Described by author Ram Mishra as a “Science Fiction and Fantasy Crossover”, The Armour of God is the story of Karna, the modern-day reincarnation of the figure from Mahabharata and his quest to protect the most powerful weapon ever known to mankind from evil forces that threaten the world.
The Armour of God is the first part of The Chakra Trilogy. The author’s intention is to bring Indian mythology into mainstream thought and recuperate the overlooked scientific aspect. To this end, the first book takes a well-known mythological figure and re-situates him in the 21st century, where he must discover his personal and cultural roots and prepare himself, physically and mentally, for the demands of his destiny.
Mishra follows the time-honoured fantasy tradition of the monomyth- one hero’s journey of self-discovery and the ultimate battle between good and evil. Another common trope that he uses is the figure of the wise mentor a la Gandalf and Dumbledore; only here, it’s Guru Parashurama. The attempt to explain ancient mythology in terms of alien beings and advanced technical expertise is certainly interesting.
But alas, The Armour of God falls flat on too many counts. Karna is one of the blandest heroes to join the fantasy pantheon. He is a one-dimensional archetype- the thoroughly righteous and brave hero who gets over great losses rather unconvincingly. The political bent of the book is rather muddled. While Mishra shows his awareness of the academic corpus around our mythological text and even tries to partake in politics of the marginalised, the book still ends up using the simplistic binary of hero v/s villain, Karna v/s the Rakshasas. While this is a trope that has been used by every fantasy author and their grandmother, it becomes problematic when employed in the re-telling of an ancient text that still riles up blind religious fervour.

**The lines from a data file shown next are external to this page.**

PR #4017, opened 2025-05-27
Add Wasm-compatible adapters for implementing Signer trait that work in web browser. Add sample integrations.

deuszx:
## Motivation

We want to be able to sign block proposals using EVM-compatible wallets in the web browser.

## Proposal

Add `linera-web/signer` directory with sample implementations of `Signer` trait for in-memory private key (`in_memory.ts`) and MetaMask integration (`metamask.ts`).

Pre-existing `Wallet` implementations in `linera-web` was adapted to work with the new abstractions.

## Test Plan

CI/Manual testing.

## Release Plan


linera-web/src/signer.rs
```diff
@@ -0,0 +1,172 @@
+// Copyright (c) Zefchain Labs, Inc.
+// SPDX-License-Identifier: Apache-2.0
+
+//! This module contains various implementation of the [`Signer`] trait usable in the browser.
+
+pub mod in_memory {
```
Twey, line 6: As per our discussion yesterday — let's remove this module and the `InMemory` prefixes apropos our discussion yesterday about having the signer logic in JavaScript.

linera-web/src/signer.rs
```diff
@@ -0,0 +1,172 @@
...
+    use linera_base::{
+        crypto::{AccountPublicKey, AccountSignature, CryptoHash, Signer},
+        identifiers::AccountOwner,
+    };
+    use wasm_bindgen::prelude::*;
+    use wasm_bindgen_futures::JsFuture;
+    use web_sys::wasm_bindgen;
+
+    #[repr(u8)]
+    #[wasm_bindgen(js_name = "SignerError")]
```
Twey, line 68: If you use `thiserror` you can throw this — it'll be convertible to a `JsError`.

linera-web/src/signer.rs
deuszx: Done

linera-web/src/lib.rs
```diff
@@ -26,21 +25,20 @@ use linera_core::{
     node::{ValidatorNode as _, ValidatorNodeProvider as _},
 };
 use linera_faucet_client::Faucet;
-use linera_persistent::{self as persistent, Persist as _};
+use linera_persistent::{self as persistent};
```
Twey: Nit:
```suggestion
use linera_persistent as persistent;
```

linera-web/signer/src/metamask_signer.ts
```diff
@@ -0,0 +1,97 @@
+import { ethers } from "ethers";
+import { IJsSigner } from "@linera/client";
```
Twey: We use the prefix `Js` in Rust to refer to JavaScript wrappers over Rust objects (which I'm not sure I don't regret), but we should definitely never use it in JavaScript :)  Also the Hungarian `I` prefix [is frowned upon](https://ts.dev/style/#identifiers) in TypeScript.

linera-web/signer/src/index.ts
```diff
@@ -0,0 +1,2 @@
+export * from "./in_memory";
+export * from "./metamask_signer";
```
Twey: I think I'd like to keep the MetaMask work for a follow-up PR.

linera-web/signer/src/in_memory.ts
```diff
@@ -0,0 +1,55 @@
...
+      typeof owner !== "string" ||
+      !ethers.isAddress(owner) ||
+      this.wallet.address.toLowerCase() !== owner.toLowerCase()
+    ) {
+      throw new Error("Invalid owner address");
+    }
+    return this.wallet.signingKey.publicKey;
+  }
+
+  async contains_key(owner: string): Promise<boolean> {
```
Twey: JavaScript prefers `camelCase` for function identifiers.

.gitignore
```diff
@@ -25,3 +25,4 @@
 # Helm
 kubernetes/linera-validator/working/*
 node_modules
+**dist/
```
Twey:
```suggestion
**/dist/
```

I think this one will exclude anything ending in the string `dist`, and we probably only want to exclude directories called `dist`.

linera-base/src/crypto/secp256k1/evm.rs
```diff
@@ -195,6 +200,12 @@ impl FromStr for EvmPublicKey {
     type Err = CryptoError;
 
     fn from_str(s: &str) -> Result<Self, Self::Err> {
+        // If the string starts with "0x", we remove it to decode the hex string.
+        let s = if let Some(stripped) = s.strip_prefix("0x") {
+            stripped
+        } else {
+            s
+        };
         hex::decode(s)?.as_slice().try_into()
```
Twey:
```suggestion
        hex::decode(s.strip_prefix("0x").unwrap_or(s))?.as_slice().try_into()
```

linera-web/signer/package-lock.json
Twey, line 1: Is this lock necessary now we have a `pnpm` workspace lock?

linera-web/pnpm-workspace.yaml
```diff
@@ -0,0 +1,3 @@
+packages:
+  - "signer"
+  - "client"
```
Twey, line 3: Nit:
```suggestion
packages:
- signer
- client
```
is sufficient :)

linera-web/signer/src/in_memory.ts
```diff
@@ -0,0 +1,55 @@
+import { Wallet, ethers } from "ethers";
```
Twey: Nit: `kebab-case` is more common for TS file naming.

linera-web/src/lib.rs
```diff
@@ -54,9 +52,12 @@ async fn get_storage() -> Result<WebStorage, <linera_views::memory::MemoryStore
     .await
 }
 
-type PersistentWallet = persistent::Memory<Wallet>;
-type PersistentSigner = persistent::Memory<InMemorySigner>;
-type ClientContext = linera_client::client_context::ClientContext<WebEnvironment, PersistentWallet>;
+/// A wallet that stores the user's chains and keys in memory.
+#[wasm_bindgen(js_name = "Wallet")]
+pub struct InMemoryWallet(persistent::Memory<Wallet>);
```
Twey: The name of this struct is purposely more general than its (opaque) implementation because it shouldn't remain an in-memory wallet.

linera-web/src/signer.rs
```diff
@@ -0,0 +1,158 @@
...
+#[repr(u8)]
+#[wasm_bindgen(js_name = "SignerError")]
+#[derive(Debug, Clone, Copy, PartialEq, Eq, Hash)]
+pub enum JsSignerError {
+    MissingKey = 0,
+    SigningError = 1,
+    PublicKeyParseError = 2,
+    JsConversionError = 3,
+    UnexpectedSignatureFormat = 4,
+    UnknownError = 9,
```
Twey: There's no need for the `Error` suffix on every (or some) variants of an error enum — it's clear that they represent error conditions from the context.

linera-web/src/signer.rs
```diff
@@ -0,0 +1,158 @@
...
+            JsSignerError::SigningError => write!(f, "Error signing the value"),
+            JsSignerError::PublicKeyParseError => write!(f, "Error parsing the public key"),
+            JsSignerError::JsConversionError => write!(f, "Error converting JS value"),
+            JsSignerError::UnexpectedSignatureFormat => {
+                write!(f, "Unexpected signature format received from JS")
+            }
+            JsSignerError::UnknownError => write!(f, "An unknown error occurred"),
+        }
+    }
+}
```
Twey: I think we talked about this, but can you remind me why we can't use `thiserror` here?

linera-web/src/signer.rs
```diff
@@ -0,0 +1,158 @@
...
+  get_public_key(owner: string): Promise<string>;
+
+  /**
+   * Checks whether the instance holds a key whose associated address matches the given EVM address.
+   *
+   * @param owner - The EVM address to check for.
+   * @returns A promise that resolves to `true` if the key exists and matches the given address, otherwise `false`.
+   */
+  contains_key(owner: string): Promise<boolean>;
+}"#;
```
Twey: I'd really like this to be in a separate (`.d.ts`) file.  Maybe we can `include_str`?

linera-web/src/signer.rs
```diff
@@ -0,0 +1,158 @@
...
+impl From<JsValue> for JsSignerError {
+    fn from(value: JsValue) -> Self {
+        if let Some(fnum) = value.as_f64() {
+            match fnum as u8 {
+                0 => JsSignerError::MissingKey,
+                1 => JsSignerError::SigningError,
+                2 => JsSignerError::PublicKeyParseError,
+                3 => JsSignerError::JsConversionError,
+                4 => JsSignerError::UnexpectedSignatureFormat,
+                _ => JsSignerError::UnknownError,
```
Twey: So do we expect JavaScript code to throw numbers?  I think I'd rather just bubble up a `JsValue` for whatever exception types the implementer chooses to throw.

linera-web/src/signer.rs
```diff
@@ -0,0 +1,158 @@
...
+            JsSignerError::UnknownError
+        }
+    }
+}
+
+impl std::error::Error for JsSignerError {}
+
+// An interface that will be compiled to TypeScript and exported for use in the browser.
+#[wasm_bindgen(typescript_custom_section)]
+const JS_SIGNER_INTERFACE: &'static str = r#"
```
Twey: It's not necessary to prefix everything in a `signer` module with `(Js)Signer` :)

(this is actually [a Clippy lint](https://rust-lang.github.io/rust-clippy/master/index.html#module_name_repetitions) that [~is~ was](https://github.com/rust-lang/rust-clippy/pull/13541) enabled for this crate under the `clippy::pedantic` umbrella — bypassed here on the technicality that the module is named `signer` not `js_signer`)

linera-web/src/signer.rs
deuszx: But it will still end up in the same `*.d.ts` file - you just want to extract this interface from this particular Rust file?

linera-web/src/signer.rs
deuszx: Signer's `type Error` member is required to be `Sync`.

linera-web/src/lib.rs
deuszx: It is in memory though.

linera-web/pnpm-workspace.yaml
deuszx: I think that's [prettier's](https://prettier.io/) doing 🤔 I'll check

.gitignore
deuszx: Yeah, this is a typo.

linera-web/src/signer.rs
deuszx: ~~I was actually meant to do that and forgot. good idea.~~

deuszx: No, actually this won't work... Let me explain:

the `type Error` on `Signer` has to be `Send` etc. `JsValue` is not. That's why I introduced a new error which is `Send`. We have to return `Self::Error` from these methods hence bubbling up the `JsValue` is not going to work 
b/c `JsValue` is not implementing `StdError`.

linera-web/signer/package-lock.json
deuszx: Removed.

linera-web/pnpm-workspace.yaml
deuszx: Yeah, that's prettier formatting it.

linera-web/src/signer.rs
Twey: Right, I don't have an issue with the built structure but I don't love embedding large chunks of TypeScript into Rust source files.

linera-web/src/lib.rs
Twey: Currently it is, but I would like it to not be. It will be stored in IndexedDB soon.

deuszx: OK, I can rename back to `PersistentWallet`.

deuszx: Done.

linera-web/src/signer.rs
deuszx: Done in [Extract Signer typescript interface to a file.](https://github.com/linera-io/linera-protocol/pull/4017/commits/775985228af7f97636549b106382d878980f4121)

linera-web/src/signer.rs
Twey: I'd suggest that we either: 
- make the error not require `Send` on the Web, or
- use `gloo_utils::errors::JsError` to bring the error contents into Rust-land.

deuszx: I checked and `gloo_utils` havne't been updated in almost a year and has ton of issues.

As for the first - out of scope for this PR I'd say. I can do it in a follow-up.

linera-web/src/signer.rs
Twey: `thiserror` doesn't prevent that, so long as you don't store the `JsValue` inside it — and we're throwing it away here anyway.

deuszx: So you want me to bring in a whole new dependency to `linera-web` only to write the `Display` messages inlined, in a macro, rather than like this? If it's only about not having to implement `Display` manually I'd rather to leave it as is.

linera-web/signer/src/index.ts
deuszx: Done

linera-web/src/signer.rs
deuszx: I tried using `gloo`'s `JsError` but it's not really improving much I think. It has only `TryFrom<JsValue> for JsError` so we can't easily map our `JsValue` errors to `JsError` - b/c there's always a possibility it will not map properly.

Twey: I'm working on removing the `Send` and `Sync` bounds from `Signer::Error` — I'll resolve this for now and we can remove this code after I'm done with that.

linera-web/src/signer.rs
Twey: `linera-web` already has this dependency (transitively) :)  `thiserror` is pervasive in the Rust ecosystem, and it would be nice to use it here as is idiomatic in the rest of our codebase.

But you're right, it's probably fine for now because the more important features (preserving backtraces, for example) would rely on having additional information that we're currently throwing away here.  I'll revisit this after we can put `JsError`s in the signer error type.

linera-web/src/signer.rs
```diff
@@ -0,0 +1,125 @@
...
+extern "C" {
+    // We refer to the interface defined above.
+    #[wasm_bindgen(typescript_type = "Signer")]
+    pub type JsSigner;
+
+    #[wasm_bindgen(catch, method)]
+    async fn sign(this: &JsSigner, owner: JsValue, value: Vec<u8>) -> Result<JsValue, JsValue>;
+
+    #[wasm_bindgen(catch, method)]
+    async fn get_public_key(this: &JsSigner, owner: JsValue) -> Result<JsValue, JsValue>;
```
Twey: Does this not require a rename (`js_name = getPublicKey`) to match the interface? (and below)

deuszx: Not really b/c the JavaScript interfaces are not used in the Rust code at all 🤔 I think what Rust sees vs what JavaScript sees are two different things. I.e. the remapping of TypeScript interfaces is not affecting the Rust here and the `extern "C"` things are not visible in the JavaScript land.

linera-web/src/signer.rs
deuszx: I think we won't be able to use `gloo`'s `JsError` anyway. Or rather it won't be that useful.

linera-web/src/signer.rs
Twey: Right, but if the user passes something like `{ getPublicKey: () => … }` and then we call `get_public_key` on it (which is what this code does) we'll get an error (‘`get_public_key` is undefined’).  `js_name = getPublicKey` means that when we call `get_public_key` on the Rust side we'll call the JavaScript function `getPublicKey`, which is what our TypeScript interface claims should exist.

That is to say, this `extern` block and the TypeScript `interface` block must match, even though it won't break the build, or we'll get runtime errors if the caller is following the TypeScript interface.

Twey (approved):
Looks good to me.  Great work!

Issue #4154, opened 2025-06-20
Provide a map from account → chains in the faucet


Twey:
# Problem

We have partners who would like Linera to behave more like Ethereum.  One big difference is that Linera has multiple chains where Ethereum has only one.  This means that in Linera to run a client one needs not only the private keys but also an up-to-date list of all the user's chains.

# Suggested solution

As a stop-gap measure, since the faucet is already involved in wallet creation, have it also provide a list of all chains claimed (on that faucet) by a given account.  This allows users to recreate the full wallet config from just the private key by talking to the faucet.

afck:
Do we still need this, or is #4301 sufficient for now?

Twey:
Fixed in #4301.

PR #4301, opened 2025-08-07
Make faucet claims idempotent.

afck:
## Motivation

In the future we plan to add a map of default user chains to the system itself (https://github.com/linera-io/linera-protocol/issues/4154), but this will involve deeper changes.

## Proposal

For now, make the faucet remember which chains it has created so far. If the same user (i.e. same public key) requests a chain twice, it now returns the same chain ID again.

Written mostly by Claude.

## Test Plan

`test_faucet_persistence` was added.

## Release Plan

## Links

- Quick temporary solution for https://github.com/linera-io/linera-protocol/issues/4154.

### DIFF
--- a/linera-faucet/server/src/tests.rs
+++ b/linera-faucet/server/src/tests.rs
@@ -3,7 +3,7 @@
 
 #![allow(clippy::large_futures)]
 
-use std::sync::Arc;
+use std::{fs, path::PathBuf, sync::Arc};
 
 use futures::lock::Mutex;
 use linera_base::{
@@ -18,7 +18,7 @@ use linera_core::{
     test_utils::{FaultType, MemoryStorageBuilder, StorageBuilder as _, TestBuilder},
 };
 
-use super::MutationRoot;
+use super::{FaucetStorage, MutationRoot};
 
 struct ClientContext {
     client: ChainClient<environment::Test>,
@@ -87,6 +87,8 @@ async fn test_faucet_rate_limiting() {
         update_calls: 0,
     };
     let context = Arc::new(Mutex::new(context));
+    let faucet_storage = Arc::new(Mutex::new(FaucetStorage::default()));
+    let storage_path = PathBuf::from("/tmp/test_faucet_storage.json");
     let root = MutationRoot {
         chain_id,
         context: context.clone(),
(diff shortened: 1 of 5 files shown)


linera-faucet/server/src/tests.rs
```diff
@@ -134,6 +138,61 @@ async fn test_faucet_rate_limiting() {
...
+        .unwrap();
+    let chain_id = client.chain_id();
+    let context = ClientContext {
+        client,
+        update_calls: 0,
+    };
+    let context = Arc::new(Mutex::new(context));
+
+    let faucet_storage = Arc::new(Mutex::new(FaucetStorage::default()));
+    let storage_path = PathBuf::from("/tmp/test_faucet_persistence.json");
```
deuszx: We have `tempfile` crate that manages these temeporary files/dirs for testing.

Twey (approved):

linera-faucet/server/src/tests.rs
afck: Done in https://github.com/linera-io/linera-protocol/pull/4301/commits/06710e573f88e6ef240aa46adcfd62f1c4e59b85.

afck:
One of the `remote-net` tests now loops indefinitely:
`
2025-08-07T14:36:33.802954Z DEBUG linera::main: linera_rpc::grpc::client: sending gRPC request handler="handle_block_proposal" request=BlockProposal { content: ProposalContent { block: ProposedBlock { chain_id: 21400120f052bbc1, epoch: Epoch(2), operations: [System(OpenChain(OpenChainConfig { ownership: ChainOwnership { owners: {Address32(e4ed9dd5d27c9083): 100}, multi_leader_rounds: 2, open_multi_leader_rounds: false, timeout_config: TimeoutConfig { base_timeout: TimeDelta(10000000), timeout_increment: TimeDelta(1000000), fallback_duration: TimeDelta(18446744073709551615) } }, balance: Amount(10000000000000000000), application_permissions: ApplicationPermissions }))], height: BlockHeight(0), timestamp: Timestamp(1754577372776486), authenticated_signer: Some(Address32(de166237331a2966)), previous_block_hash: None }, round: MultiLeader(0) }, signature: Ed25519 { signature: 44fb574808712c84, public_key: fcf518d56455283a } }
`
Need to investigate…

afck:
Right, this causes the `remote-net` tests to reuse chains. (Looks like different tests use the same client key?)
Probably `request-chain` should be modified, so that it also synchronizes the chain.

afck:
Or, even better: Finally properly handle the error where the validators have blocks we don't have, even if it's a chain with no other owner.

deuszx (approved):

PR #4303, opened 2025-08-07
Fix the LRU caching bug

### LINKED ISSUE #4299: LRU cache out of sync with storage.
The modified benchmark in #4269 is failing with `message not received yet` errors. To reproduce:
* Check out https://github.com/linera-io/linera-protocol/commit/bbfe1354791e1ffe196b6c01602e91bb5b564df1.
* Start a local network with `cargo build -p linera-storage-service -p linera-service && cargo run --bin linera -- net up --validators 1 --shards 1 --with-faucet`
* Run multi-benchmark with: `RUST_BACKTRACE=1 cargo run --bin linera --features benchmark -- multi-benchmark --processes 2 --faucet http://localhost:8080/ --bps 2 --transactions-per-block 100 --num-chains 2 --close-chains --cross-wallet-transfers`

My [debug-not-received](https://github.com/afck/linera-protocol/tree/debug-not-received) branch contains a few added fixes, `main` merges, logs and, crucially, assertions that the LRU cache agrees with storage. On this branch we actually see those assertions fail.

bart-linera:
## Motivation

We could be dropping incoming messages in some cases due to how different kinds of caching in our system interact with one another.

## Proposal

Make sure that restoring the execution state from a cache does not restore the storage cache as well. This is done by simply making the `execution_state` not be the first field in `ChainStateView`.

## Test Plan

The scenario reproducing the issue has been run manually, which confirmed that the change fixes the issue.

## Release Plan

## Links

- closes #4299

### DIFF
--- a/linera-chain/src/chain.rs
+++ b/linera-chain/src/chain.rs
@@ -242,12 +242,12 @@ where
     /// Hash of the execution state.
     pub execution_state_hash: RegisterView<C, Option<CryptoHash>>,
     /// Execution state, including system and user applications.
-    /// NOTE: This has to **not** be the first field in `ChainStateView` in order for execution
-    /// state caching to work. This is because the derivation of the `RootView` trait delegates
-    /// `context()` calls to the first field. If we cache the field, we also save the storage LRU
-    /// cache (if enabled), which is a part of the context, and restoring its value from the cache
-    /// results in storage using an outdated cache, which may result in incorrect values being
-    /// returned by read operations.
+    // NOTE: This has to **not** be the first field in `ChainStateView` in order for execution
+    // state caching to work. This is because the derivation of the `RootView` trait delegates
+    // `context()` calls to the first field. If we cache the field, we also save the storage LRU
+    // cache (if enabled), which is a part of the context, and restoring its value from the cache
+    // results in storage using an outdated cache, which may result in incorrect values being
+    // returned by read operations.
     pub execution_state: ExecutionStateView<C>,
 
     /// Block-chaining state.


ndr-ds (approved):

linera-chain/src/chain.rs
```diff
@@ -239,10 +239,16 @@ pub struct ChainStateView<C>
...
-    pub execution_state: ExecutionStateView<C>,
     /// Hash of the execution state.
     pub execution_state_hash: RegisterView<C, Option<CryptoHash>>,
+    /// Execution state, including system and user applications.
+    /// NOTE: This has to **not** be the first field in `ChainStateView` in order for execution
+    /// state caching to work. This is because the derivation of the `RootView` trait delegates
+    /// `context()` calls to the first field. If we cache the field, we also save the storage LRU
+    /// cache (if enabled), which is a part of the context, and restoring its value from the cache
+    /// results in storage using an outdated cache, which may result in incorrect values being
+    /// returned by read operations.
```
afck: I think it would be better if this didn't show up in GraphQL. Also, it doesn't affect any user of this type; it's only relevant if one wants to modify the type.

It would also be good to have a ticket for a proper solution, and link to it with a `TODO` here.

```suggestion
    // NOTE: This has to **not** be the first field in `ChainStateView` in order for execution
    // state caching to work. This is because the derivation of the `RootView` trait delegates
    // `context()` calls to the first field. If we cache the field, we also save the storage LRU
    // cache (if enabled), which is a part of the context, and restoring its value from the cache
    // results in storage using an outdated cache, which may result in incorrect values being
    // returned by read operations.
```

afck (approved):

ma2bd:
This feels like a hack. Let's go for #4304 directly instead?

bart-linera:
Closing in favor of #4304 , then :+1:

The portrayal of Mili, Karna’s girlfriend and the only live female character in the book, is another problematic area. Mili’s portrayal suffers from a severe case of patriarchal bias. Even the not-feminist-by-any-standard Tolkien allowed his token female warrior Eowyn to wield a sword and have her moment of heroic glory. And this is a book that came out in 1954! Mili exists only to provide the hero moral support and be an object of his desire and aesthetic appreciation. And eventually, to prove not just completely useless in a moment of crisis but a liability. In a world that has seen at least two waves of feminism, Mili’s character is not just bad but offensive.
Therefore, The Armour of God is a welcome addition to the genre of contemporary Indian fantasy on inasmuch as it is a means to familiarise a generation brought up on Harry Potter, Lord of the Rings and A Song of Ice and Fire with Indian mythology. As a book to be judged on its own literary merit, it falls short quite sadly.